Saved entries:
┄┄┄┄┄┄┄┄┄┄
PR #139, opened 2021-06-10
aws: create symlinks for /home/centos on Ubuntu AMI

syuu1228:
We need to create /home/centos symlink on Ubuntu AMI, since we have
centos alias user for compatibility.

Fixes scylladb/scylla-enterprise-machine-image#22


slivne (approved):
LGTM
┄┄┄┄┄┄┄┄┄┄
Look above for the line containing "centos alias user for compatibility."; copy from it through the last line, exactly, and nothing more.

SOLUTION FOR THIS EXERCISE:
centos alias user for compatibility.

Fixes scylladb/scylla-enterprise-machine-image#22


slivne (approved):
LGTM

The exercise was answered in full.